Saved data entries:

Issue #385, opened 2026-02-27
Knowledge graph re-ranking for search results


vitali87:
## Task Description
Explore using the code knowledge graph to re-rank search results, improving relevance by incorporating structural relationships between code entities.

The idea is that when a user queries the codebase, the graph topology (call chains, imports, inheritance) can boost or demote results based on how closely related they are to the query context.

## Acceptance Criteria
- [ ] Research feasibility of graph-based re-ranking
- [ ] Prototype a re-ranking step that uses graph proximity/relationships
- [ ] Compare retrieval quality with and without graph re-ranking
- [ ] Integrate into the existing query pipeline if results are positive

## References
- Original discussion: #61 (comment by @qdrddr)
- Knowledge Graph Re-ranking notebook: https://github.com/Bavalpreet/MediumBlogs/blob/main/Knowledgegraph%20Reranking/Knowledge_graph_re_ranking.ipynb

## Priority
- [ ] High
- [ ] Medium
- [x] Low

## Estimated Effort
- [ ] Small (< 2 hours)
- [ ] Medium (2-8 hours)
- [x] Large (> 8 hours)

vitali87:
## Consolidating #387 into this issue

This issue and #387 track the same capability from two angles:

- This issue (#385): use graph topology to re-rank search results.
- #387: combine code embeddings with graph structure for retrieval (CodeFuse-CGM inspired).

Both ask for the same missing piece: a retrieval step that fuses vector similarity with graph-structure signals so structurally related code ranks higher even when lexically dissimilar. They reference the same discussion (#61) and were filed seconds apart.

Verified against current code: semantic search (`tools/semantic_search.py` -> `vector_store.py:136-154`) returns pure cosine similarity in Qdrant order, graph queries are a separate Cypher tool (`tools/codebase_query.py`), and nothing fuses them. So none of the criteria from either issue are met today.

Closing #387 as a duplicate and using this issue as the single tracker for the work.

### Unified acceptance criteria
- [ ] Research graph-based re-ranking and the CodeFuse-CGM approach; identify applicable techniques
- [ ] Prototype a retrieval step that combines embedding similarity with graph-structure scores (call chains, imports, inheritance, proximity/centrality)
- [ ] Benchmark retrieval quality with and without the graph signal
- [ ] Integrate into the query pipeline if results are positive

vitali87:
[...]

PR #1478, opened 2026-08-26
fix: make semantic recall@k order-sensitive so reranking can be measured

### LINKED ISSUE #1474: eval: semantic recall@k is order-insensitive, so reranking cannot be measured
Split out of a review finding on #1467 (CodeRabbit), verified and confirmed.

## The problem

`score_semantic` scores recall@k by **membership**:

```python
hits = {
    (case.query, case.expected_qn)
    for case in cases
    if case.expected_qn in ranking.get(case.query, [])
}
```

Any reranker returns a **permutation** of the candidate list. Reordering never changes what is in the list, so a baseline condition and a reranked condition produce identical scores for every input — by construction, not by coincidence.

Demonstrated over all six permutations of a three-hit list with the expected answer in the middle:

```
(a,b,c) -> recall 1.0     (b,c,a) -> recall 1.0
(a,c,b) -> recall 1.0     (c,a,b) -> recall 1.0
(b,a,c) -> recall 1.0     (c,b,a) -> recall 1.0
```

## Why it matters

This is not a latent inaccuracy — it already produced a wrong published conclusion. I reported on #385 that graph-proximity reranking measured **negative**, and offered that as grounds for a decision. The eval could not have detected a difference in **either** direction. That conclusion is retracted; #385 is now un-measured.

The failure mode is the one this repo keeps hitting: an assertion satisfied by both the working and the broken implementation. Here it was a *metric* satisfied by both the reranked and unreranked condition, which is worse, because a metric is trusted precisely when nobody is inspecting it.

## Two ways to fix it

1. **Truncate after reranking.** Retain candidates deeper than k, rerank the full list, then cut to k before scoring. A hit demoted out of the top k then genuinely costs recall. Smallest change; keeps recall@k as the headline.
2. **Score with an order-sensitive metric** — MRR or nDCG — where position is the thing being measured rather than a property the metric discards.

(2) is the more honest instrument for ranking work; (1) is cheaper and preserves comparability with the existing published retrieval numbers. They are not exclusive.

## Acceptance

- [ ] A reranker that demotes the expected answer out of the top k scores strictly worse than one that does not
- [ ] Verified by a test that FAILS against the current membership scorer — the guard must distinguish the two implementations, which is exactly what the present one cannot do
- [ ] #385 re-measured under the fixed metric, and its earlier retracted result replaced with a real one

Not claiming this. Filing so the retraction on #385 points at concrete follow-up rather than leaving the reranker permanently unmeasurable.

### LINKED ISSUE #1477: graph_rerank and the eval's proximity model disagree on multi-edge pairs
## The divergence

`codebase_rag/tools/graph_rerank.build_proximity_query` and `evals.semantic_search.proximity_edges` compute in-set proximity degree differently when two nodes are joined by **more than one** counted relationship.

The shipped Cypher counts **edges**: `UNWIND [id(a), id(b)]` yields both endpoints once per matching relationship, so a pair joined by `CALLS` and `OVERRIDES` contributes 2 to each endpoint. `proximity_edges` builds a **set** of neighbours, so the same pair contributes 1.

Measured against the real `_proximity_scores`, not a mirror of it. Normalisation hides the difference while a single pair dominates; it surfaces as soon as a multi-edge pair competes with a single-edge one. Over a-b (two edges) and b-c (one edge):

```
shipped: a=0.67  b=1.0  c=0.33
eval:    a=0.5   b=1.0  c=0.5
```

Same graph, different relative pressure on the ranking.

## Why it matters

This is the fourth member of the family fixed in review on #1467 (uncounted directed endpoint, double-counted self-loops, unpinned `CONTAINS_*` exclusion). All are divergences between the shipped query and the model the eval scores it against, rather than freestanding bugs. The consequence is the same: **the measurement stops describing the code that ships** — `graph_rerank.build_proximity_query`'s own docstring names this outcome.

Found by the guard added in #1474, which executes both paths over one fixture and asserts equal degrees. The existing tests could not catch it because they pin the Cypher *text* and the adjacency *shape* separately, each against its own expectations, with nothing comparing the two.

## The open question

Which count is correct is a question about the proximity model, not about scoring: **is a pair that both calls and overrides "closer" than a pair that only calls?** There is a real argument either way — multiple relationship types are evidence of a stronger association, or they are one association observed twice.

Not answered in #1474 deliberately: that issue changes eval scoring, and resolving this inside it would ship a silent behaviour change to the reranker under a metric fix.

## Current state

Pinned as a known divergence by `test_a_multi_edge_pair_is_a_known_divergence` in `codebase_rag/tests/test_graph_rerank.py`, which asserts the exact counts on both sides. It fails if either side changes, so the gap cannot widen unnoticed, and its message says to fold the pair back into the agreement test if the divergence is closed deliberately.

## Acceptance

- [ ] Decide whether proximity counts edges or distinct neighbours, and record the reason
- [ ] Make both implementations compute the chosen quantity
- [ ] Replace the known-divergence pin with a case in the agreement test
- [ ] Re-run the #385 comparison if the chosen semantics differ from what shipped

vitali87:
Closes #1474.

## The defect

`score_semantic` scored recall@k by **membership**. A reranker returns a *permutation*, and membership is invariant under permutation, so the baseline and reranked conditions scored identically for every input — by construction, not by coincidence.

Reproduced before any fix:

```
=== all permutations of a 3-hit list containing the expected answer ===
  ('iso.a', 'want', 'iso.c') -> recall 1.0
  ('iso.a', 'iso.c', 'want') -> recall 1.0
  ('want', 'iso.a', 'iso.c') -> recall 1.0
  ('want', 'iso.c', 'iso.a') -> recall 1.0
  ('iso.c', 'iso.a', 'want') -> recall 1.0
  ('iso.c', 'want', 'iso.a') -> recall 1.0

  expected kept at rank 1 : recall 1.0
  expected demoted to rank 3 (out of top 2): recall 1.0
```

## The fix

Both remedies the issue lists, since they are not exclusive:

* `score_semantic(cases, ranking, k=None)` truncates **before** the membership check, so a hit demoted out of the top k genuinely costs recall. `k=None` scores the whole ranking, preserving every existing call site and the published retrieval numbers.
* `score_semantic_mrr(cases, ranking, k=None)` is the order-sensitive instrument: it measures *where* the answer landed, so a promotion that crosses no cutoff still registers.

## The old guard asserted the bug

`test_the_comparison_scores_both_conditions_the_same_way` asserted `before.recall == 1.0` and `after.recall == 1.0` and offered that as evidence the comparison worked. A membership scorer returns 1.0 for every permutation, so the assertion held whether or not the metric could see order at all — the defect written into its own guard. It now asserts the two are *equal* (correct, since nothing crosses the cutoff there) and points at the test that actually distinguishes the implementations.

## Mutation proof

Green is not evidence for tests written after a fix. Reverting `score_semantic` to the membership check:

```
FAILED test_demoting_the_expected_answer_out_of_top_k_costs_recall
FAILED test_recall_at_k_is_not_invariant_across_permutations
FAILED test_reranking_that_demotes_the_answer_scores_worse_end_to_end
3 failed, 11 passed
```

with the message `reranking demoted the expected answer out of top-2 but recall did not move (1.0 -> 1.0)`. The other 11 still pass, so the guards are specific to this defect.

## Divergence guard, and a fourth divergence found

The three bugs fixed in review on #1467 were all divergences between the shipped Cypher and the adjacency model the eval scores it against. Nothing caught them because the existing tests pin the query *text* and the adjacency *shape* separately, each against its own expectations, with nothing comparing the two.

This adds tests that execute both paths over one fixture and assert equal in-set degrees. Writing them immediately surfaced a **fourth** divergence: the shipped Cypher counts *edges* (`UNWIND` yields both endpoints once per relationship) while `proximity_edges` builds a *set* of neighbours, so a pair joined by both `CALLS` and `OVERRIDES` contributes 2 in shipped code and 1 in the model measuring it. Verified against the real `_proximity_scores`:

```
shipped: a=0.67  b=1.0  c=0.33
eval:    a=0.5   b=1.0  c=0.5
```

Pinned as a known divergence rather than fixed here — which count is correct is a question about the proximity model, and answering it inside a metric fix would ship a silent behaviour change to the reranker. Filed as #1477.

## #385 re-measurement

Run on the fixed metric, retaining candidates deeper than k so reranking has somewhere to demote from:

```
condition     recall@k       MRR
baseline        1.0000    1.0000
reranked        1.0000    0.8333

  weight  recall@3       MRR
    0.05    1.0000    1.0000
    0.10    1.0000    1.0000
    0.25    1.0000    0.8333
    0.50    1.0000    0.8333
    1.00    1.0000    0.8333
```

Order changed on 3/3 queries, so the deltas measure something rather than reporting an inert comparison.

This is a **first measurement of post-#1467 code, not a correction of the retracted one**. Three correctness bugs were fixed after that measurement and the metric has changed, so two variables moved; the old number is void rather than superseded.

**Two caveats, both limiting:** the fixture's baseline is already perfect (MRR 1.0), so it can detect harm but never improvement — this is evidence against reranking helping *here*, not evidence it helps nowhere. And three cases on one synthetic repo is thin. What it does establish is that the instrument now moves, which is what #1474 was for. Note also that recall@k alone still reports `+0.0000`: all three answers stayed inside the top 3, and only MRR sees the demotion from rank 1 to rank 2 — the concrete argument for adding the order-sensitive metric rather than only truncating.

## Checks

`ruff check` clean, `ruff format --check` clean, 35 passed across the three affected test files. `ty` reports 2 diagnostics, both pre-existing on `main` (identical with these changes stashed, neither in a touched file).

## Summary by CodeRabbit

* **New Features**
  * Added a command-line workflow for evaluating semantic search.
  * Added baseline and graph-reranked scoring with recall@k and MRR.
  * Added configurable result cutoffs and validation for evaluation settings.
  * Added shared semantic evaluation cases for consistent scoring.

* **Bug Fixes**
  * Improved proximity ranking to count distinct relationship types accurately while ignoring repeated edges of the same type.
  * Added support for negative and zero cutoff validation.

* **Tests**
  * Expanded coverage for relationship types, cutoff behavior, CLI scoring, and invalid settings.

---

## Review round 2 — `8838d16c`

All three findings from the first round are addressed, and the scope grew to close #1477 as well.

### Greptile P1: the entry path did not use the new measurements

Correct, and the most important of the three. `k` and MRR existed but nothing invoked them, so the eval still ran the order-blind default — a capability nothing calls is indistinguishable from one never added.

There was no eval *workflow* to wire into: `semantic_search.py` had no `main`, unlike its siblings (`module_calls.py`, `flow_ground_truth.py`) which each expose `typer.run(main)`. Added one following that convention. It scores **both** conditions through the same scorer at the same cutoff, and retains candidates deeper than `top_k` so reranking has somewhere to demote from — truncating first would reintroduce #1474 at the call site.

Two guards on the entry point itself: `retain < 2` and `top_k < 1` are rejected with reasons, and the command says so explicitly when reranking changed no ordering, so an unchanged number cannot read as "reranking made no difference."

`SEMANTIC_CASES` moved into `evals/constants.py` (they previously lived only in a test module — a benchmark whose cases live only in its test cannot be run).

### CodeRabbit: negative `k` silently sliced

Correct. `hits[:-1]` means "all but the last", so a negative cutoff scored a nonsensical window and returned a plausible-looking number. Now raises `ValueError`, with tests covering `-1`/`-3` and confirming `k=0` remains a *valid* empty window.

### CodeRabbit: wrong issue reference

Correct, my slip — that block is #1477, not #1474. Fixed.

## Also closes #1477

The known-divergence pin is gone; both paths now agree. Measured on real code before choosing the semantics rather than guessing, across three subtrees (1115 adjacent pairs):

```
                                 pairs   repeated-same-type   distinct-types
codebase_rag/tools                 187                   48               21
codebase_rag/parsers/io_access     179                   94                0
evals                              749                  143               13
TOTAL                             1115                  285               34
```

Two distinct families, and only one was a judgement call:

* **285 pairs (25.6%)** are the *same* type repeated — a caller invoking a callee on three lines. All 51 multi-`CALLS` pairs in `codebase_rag/tools` were same-direction repeats, **zero mutual**. Counting these separately makes proximity depend on how often a caller happens to invoke a callee, which is indefensible under either model.
* **34 pairs (3.0%)** carry genuinely distinct types — the override that calls up (`super().handle()` is both `CALLS` and `OVERRIDES`). Credit to @vscode-link-terminal-scheme for isolating that case; verified through the real updater.

So both paths now count **distinct relationship types per pair**. This differs from *both* previous implementations: the shipped query over-counted the 25.6%, the eval under-counted the 3.0%.

## Mutation proof

The first mutation run exposed a real gap in my own tests: reverting the **eval-side production code** to presence-only counting left all 20 tests in `test_graph_rerank.py` green, because those compare two local *mirrors* of the models rather than the shipped functions. Added `test_the_eval_reranker_counts_distinct_types_not_neighbours`, which runs `reranked_semantic_ranking` itself. Re-verified:

```
mutation (eval counts neighbours, not distinct types) -> FAILED  (was: 20 passed)
mutation (shipped mirror counts edges again)          -> 7 failed
unmutated                                             -> 42 passed
```

## Checks

`ruff check` clean, `ruff format` clean, 42 passed. `ty` reports the same 2 diagnostics as `main` — verified pre-existing by stashing these changes and re-running; neither is in a touched file.

### DIFF
--- a/codebase_rag/tests/test_graph_rerank.py
+++ b/codebase_rag/tests/test_graph_rerank.py
@@ -209,7 +209,11 @@ def test_the_query_counts_both_endpoints_explicitly() -> None:
 
     query = build_proximity_query([1, 2])
 
-    assert "UNWIND [id(a), id(b)]" in query, query
+    # Both endpoints reach the UNWIND, via the normalised (low, high) pair the
+    # distinct-type counting in #1477 introduced. What matters is that neither
+    # endpoint is dropped, not which expression names them.
+    assert "UNWIND [low, high]" in query, query
+    assert "AS low" in query and "AS high" in query, query
     # A bare undirected match with a single projected endpoint is the shape
     # this replaced; it must not come back.
     assert "RETURN id(a) AS node_id" not in query, query
@@ -235,7 +239,7 @@ def test_self_loops_are_excluded_from_proximity() -> None:
     assert "id(a) <> id(b)" in query, query
 
 
-# --- the shipped query and the eval's adjacency must agree (issue #1474) ----
+# --- the shipped query and the eval's adjacency must agree (issue #1477) ----
 #
 # The three bugs fixed in review on #1467 -- one endpoint of a directed edge
 # going uncounted, self-loops being double-counted, and the CONTAINS_*
@@ -260,11 +264,14 @@ def _degrees_via_shipped_semantics(
     Mirrors `build_proximity_query` clause for clause over tuples:
     `MATCH (a)-[r:REL]->(b)` filtered to `_PROXIMITY_RELS`, both endpoints in
     the node-id list, `id(a) <> id(b)`, then `UNWIND [id(a), id(b)]` counting
-    each endpoint once per surviving edge.
+    each endpoint once per DISTINCT relationship TYPE joining the pair
+    (issue #1477).
     """
     from codebase_rag.tools.graph_rerank import _PROXIMITY_RELS
 
-    degrees: dict[str, int] = {}
+    # (unordered pair) -> the distinct counted types joining it, matching the
+    # query's `count(DISTINCT type(r))` per pair.
+    kinds: dict[tuple[str, str], set[str]] = {}
     for source, rel_type, target in rels:
         if rel_type not in _PROXIMITY_RELS:
             continue
@@ -272,8 +279,12 @@ def _degrees_via_shipped_semantics(
             continue
         if source == target:  # id(a) <> id(b)
             continue
-        for endpoint in (source, target):  # UNWIND [id(a), id(b)]
-            degrees[endpoint] = degrees.get(endpoint, 0) + 1
+        kinds.setdefault(tuple(sorted((source, target))), set()).add(rel_type)
+
+    degrees: dict[str, int] = {}
+    for (left, right), types in kinds.items():
+        for endpoint in (left, right):  # UNWIND [id(a), id(b)]
+            degrees[endpoint] = degrees.get(endpoint, 0) + len(types)
     return degrees
 
 
@@ -282,24 +293,32 @@ def _degrees_via_eval_adjacency(
 ) -> dict[str, int]:
     """In-set degree the way `evals.semantic_search.proximity_edges` does.
 
-    That helper builds an undirected adjacency SET keyed by qualified name;
-    `reranked_semantic_ranking` then counts `adjacency[qn] & in_set`.
+    That helper builds an undirected adjacency keyed by qualified name whose
+    values are the distinct counted relationship TYPES joining the pair;
+    `reranked_semantic_ranking` then sums those over in-set neighbours
+    (issue #1477).
     """
     from codebase_rag.tools.graph_rerank import _PROXIMITY_RELS
 
-    adjacency: dict[str, set[str]] = {}
+    adjacency: dict[str, dict[str, set[str]]] = {}
     for source, rel_type, target in rels:
         if rel_type not in _PROXIMITY_RELS:
             continue
         if source == target:
             continue
-        adjacency.setdefault(source, set()).add(target)
-        adjacency.setdefault(target, set()).add(source)
-    return {
-        qn: len(adjacency.get(qn, set()) & in_set)
-        for qn in in_set
-        if adjacency.get(qn, set()) & in_set
-    }
+        adjacency.setdefault(source, {}).setdefault(target, set()).add(rel_type)
+        adjacency.setdefault(target, {}).setdefault(source, set()).add(rel_type)
+
+    degrees: dict[str, int] = {}
+    for qn in in_set:
+        total = sum(
+            len(types)
+            for neighbour, types in adjacency.get(qn, {}).items()
+            if neighbour in in_set
+        )
+        if total:
+            degrees[qn] = total
+    return degrees
 
 
 def test_directed_edges_boost_both_endpoints_in_both_implementations() -> None:
@@ -382,30 +401,13 @@ def test_the_two_implementations_agree_over_a_mixed_graph() -> None:
     assert set(shipped) == in_set, shipped
 
 
-def test_a_multi_edge_pair_is_a_known_divergence() -> None:
-    """Two nodes joined by SEVERAL counted edges are scored differently.
+def test_distinct_relationship_types_between_one_pair_each_count() -> None:
+    """Two DIFFERENT relationship types joining a pair count as two (#1477).
 
-    Found by the comparison above rather than by inspection, which is the
-    point of comparing implementations at all. The shipped Cypher counts
-    EDGES -- `UNWIND` yields both endpoints once per matching relationship --
-    while `proximity_edges` builds a SET of neighbours, so every extra edge
-    between the same pair collapses to one.
-
-    A pair joined by both CALLS and OVERRIDES therefore contributes twice the
-    proximity in shipped code and once in the model that measures it.
-    Normalisation hides this while one pair dominates; it surfaces as soon as
-    a multi-edge pair competes with a single-edge one. Measured over
-    a-b (two edges) and b-c (one edge):
-
-        shipped: a=0.67  b=1.0  c=0.33
-        eval:    a=0.5   b=1.0  c=0.5
-
-    Pinned rather than fixed: which count is CORRECT is a question about the
-    proximity model (is a pair that both calls and overrides "closer" than one
-    that only calls?), not about this metric change, and answering it inside
-    an eval-scoring fix would ship a silent behaviour change to the reranker.
-    Tracked in issue #1477; this test fails the moment either side changes, so
-    the divergence cannot widen unnoticed.
+    An override that calls up -- `Child.handle` calling `super().handle()` --
+    carries both CALLS and OVERRIDES between the same pair. Those are two
+    genuinely different relationships, not one observed twice, so the pair is
+    more strongly associated than one joined by either alone.
     """
     rels = [("a", "CALLS", "b"), ("a", "OVERRIDES", "b")]
     in_set = {"a", "b"}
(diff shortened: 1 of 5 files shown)


vitali87:
@greptileai review

Addressed all three findings at `8838d16c`:
- **P1 (entry path unused)**: added `main` to `evals/semantic_search.py` following the sibling convention (`module_calls.py`, `flow_ground_truth.py`). It scores both conditions through the same scorer at the same cutoff, retains candidates deeper than `top_k` so reranking has somewhere to demote from, rejects `retain < 2` / `top_k < 1`, and reports explicitly when reranking changed no ordering.
- **Negative `k`**: now raises `ValueError`; `k=0` remains a valid empty window.
- **Issue reference**: corrected to #1477.

Scope also grew to close #1477 (the multi-edge divergence), with the semantics chosen from measurement rather than preference: 1115 adjacent pairs across three subtrees, 285 same-type repeats vs 34 genuinely-distinct-type pairs. Both paths now count distinct relationship types per pair.

vitali87:
@greptileai review

Sonar flagged one MAJOR code smell at `test_graph_rerank.py:216` (python:S9073, composite assertion). Fixed at `3062e761` by splitting it, so a failure names which endpoint alias is missing rather than reporting that one of them is.

No production code changed since your 5/5 at `8838d16c` — this is a test-readability fix only.

vitali87:
@greptileai review

Added one test at `96085d45`. No production code changed since your 5/5 at `3062e761`.

**Why:** applying @vscode-link-terminal-scheme's check — does a test's *stated* property entail the code's *defining* behaviour? — exposed a gap in my own guard. `test_the_eval_reranker_counts_distinct_types_not_neighbours` states only that a multi-type pair is weighed "more", which is satisfied by any implementation that distinguishes 1 from 2 and then stops. Measured: capping the degree at `min(2, ...)` passed **all 19** existing tests, because no fixture contained a node above degree 2. The difference is reachable — `hub` at degree 3 versus `rival` at degree 2 separate uncapped and tie when capped.

`test_eval_proximity_keeps_separating_above_two_types` closes it. Red proven first: under the capped mutation only the new test fails (1 failed, 19 passed); on real code it passes.

vitali87:
@greptileai review

Test-only change at `ea4aa0b5`; no production code since your 5/5.

Applying @vscode-link-terminal-scheme's third case — the *detector* that evaluates every assertion can itself be wrong — found circularity in my own comparison tests. `test_a_self_loop_contributes_nothing_in_both_implementations` and `test_containment_edges_change_no_degree_in_either_implementation` asserted only that the two mirrors agree, plus a `not in` membership check. Both are satisfied by a **shared** error: scaling both mirrors by 7 keeps them equal, keeps the excluded node absent, and changed no key — measured, those tests passed under it.

`test_the_two_implementations_agree_over_a_mixed_graph` had the same weakness via `set(shipped) == in_set`, which membership survives because scaling changes no keys.

All three now pin absolute degree values. Red proven: under the scaled mutation 7 tests fail (previously 5, with these 2 passing); on real code 20 pass.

§ **Problem description**
Each line above that holds the string "quality" should be copied and shown.

§ **Answer space**
- [ ] Compare retrieval quality with and without graph re-ranking
- [ ] Benchmark retrieval quality with and without the graph signal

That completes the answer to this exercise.